This blog post was authored by Soniya Shah.
Vertica 8.1.1 continues with the fast-paced development for machine learning. In this release, we introduce the highly-requested random forest algorithm. We added support for SVM to include SVM for regression, in addition to the existing SVM for classification algorithm. L2 regularization was added to both the linear and logistic regression algorithms. You can further manage your models using the new GET_MODEL_ATTRIBUTE function to query individual attributes that are returned as a table. We’ve also made improvements to prediction and data preparation functions. These new features and enhancements make machine learning in Vertica more powerful and easier to use.
Summary of Enhancements
|Random forest for classification
||A powerful classification method that supports multi-class classification and most data types for predictors.
||A regression algorithm that has the generalization power to avoid overfitting.
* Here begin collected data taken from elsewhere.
PR #425, opened 2026-06-20
feat(#416): emit a path parameter for every URI placeholder, even when absent from the controller signature

### LINKED ISSUE #416: feat(params): emit a path parameter for every URI placeholder, even when absent from the controller signature
## Problem

Only **68%** of routes carrying a `{param}` emit a documented path parameter. Path params are sourced
solely from the controller method signature, so any placeholder not type-hinted as an action argument
(the parent of a scoped/nested binding, invokable controllers reading `\$request->route()`, routes
injecting only `Request`) produces no parameter at all — invalid per OAS, which requires every path
template variable to be declared.

## Evidence

- `src/Routing/ActionDescriptor.php:198-212` — `resolveUriParameters()` keeps only `route->signatureParameters()` whose name appears as a `{name}` URI token; an unsignatured `{team}` is dropped.
- `src/Support/Generator/OperationBuilder.php:117-130` — that list is the only source fed to the extractor.
- Contrast `src/Lint/Rules/PathParameterUndeclared.php:69-79` — the linter already extracts ALL placeholders from the raw URI by regex, proving the URI-token source is available; generator and lint disagree.

After the signature-derived params, diff against the raw URI placeholders (mirror
`PathParameterUndeclared::extractPlaceholders`). For each undeclared placeholder synthesize an
`OA\Parameter` with `in: path, required: true, schema: {type: string}`. Enrich from
signature-independent Tier-0 signal where present: reuse `\$route->wheres[\$name]` via the existing
`WhereKind` classifier (uuid/integer/enum/pattern) and implicit-binding info when resolvable. A
string path segment is always correct, so this cannot emit a wrong schema.

## Scope / Out of scope

- In: presence + string fallback + reuse of existing `where*`/binding enrichment.
- Out: Tier-1 body scanning to recover a model class for an unsignatured bind.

|L2 regularization for regression algorithms
||Both linear regression and logistic regression support L2 regularization to avoid overfitting.
|Extract model attributes
||Provides the ability to list all attributes and query a specific attribute from a model. The result returns a table, which can be conveniently fed into other queries.
|Hybrid method for imbalanced data processing
||The BALANCE function supports three methods for data processing – under-sampling, over-sampling, and hybrid-sampling, making it easier to balance a data set.
|Outlier detection with the PARTITION BY clause
||With this enhancement, the DETECT_OUTLIERS function can detect outliers by group.
|Match-by-position for prediction parameters
||Prediction functions can match the input columns with model features by the position of the parameters, rather than by column name.
Random Forest for Classification
Random forest supports multi-class classification, in addition to the naïve bayes algorithm. Random forest is a robust classification algorithm that works well on many different types of data sets. A set of function parameters provide good control over how the ensemble model is built, including the number of trees, tree depth, feature size, and more.
The random forest model is a set of decision trees. The algorithm constructs decision trees during training of a model, and then uses them for prediction. The predicted class of a random forest model is the one that is predicted by the most number of trees in the forest. A decision tree is a set of decision nodes in a tree structure. With the exception of leaf nodes, each decision node contains a rule for splitting its input data among its children. The input data of the decision tree is entered into its root node at the top of the tree, and as it travels down the tree towards its leaf nodes, it is bucketed into smaller sets.
For example, you could want to know whether or not the weather is suitable for a run outside. If the weather is sunny and the wind is less than 10 MPH, you probably will want to run outside.
You can look at the outlook first and break the variables down into sunny or rain. From there, the tree splits further based on the wind to determine if it’s ok to run.
For a complete example, see Classifying Data Using Random Forest
in the Vertica documentation.
In Vertica 8.1, we introduced SVM classification and now we have extended support for SVM for regression. This algorithm provides an alternative to linear regression. SVM allows the user to specify an error tolerance level, where some difference between the predicted value and the actual value is tolerated. When the error_tolerance is small and the parameter C is large, SVM for regression behaves similarly to linear regression.
SVM regression predicts continuous ordered variables, for use cases such as pattern recognition or predicting time series. SVM regression is used to predict continuous numeric outcomes, rather than a binary classification outcome. You can use the SVM_REGRESSOR and PREDICT_SVM_REGRESSOR functions for training and prediction.
For a complete example of how to use the SVM algorithm in Vertica, see Building an SVM for Regression Model
in the Vertica documentation.
For More Information
To get the full story on Vertica machine learning, take a look at the documentation:
• Machine Learning Functions
in the SQL Reference Manual
• Machine Learning for Predictive Analytics
in the Analyzing Data guide.
We are constantly expanding machine learning features in Vertica. You can expect to see expanded functionality in future releases.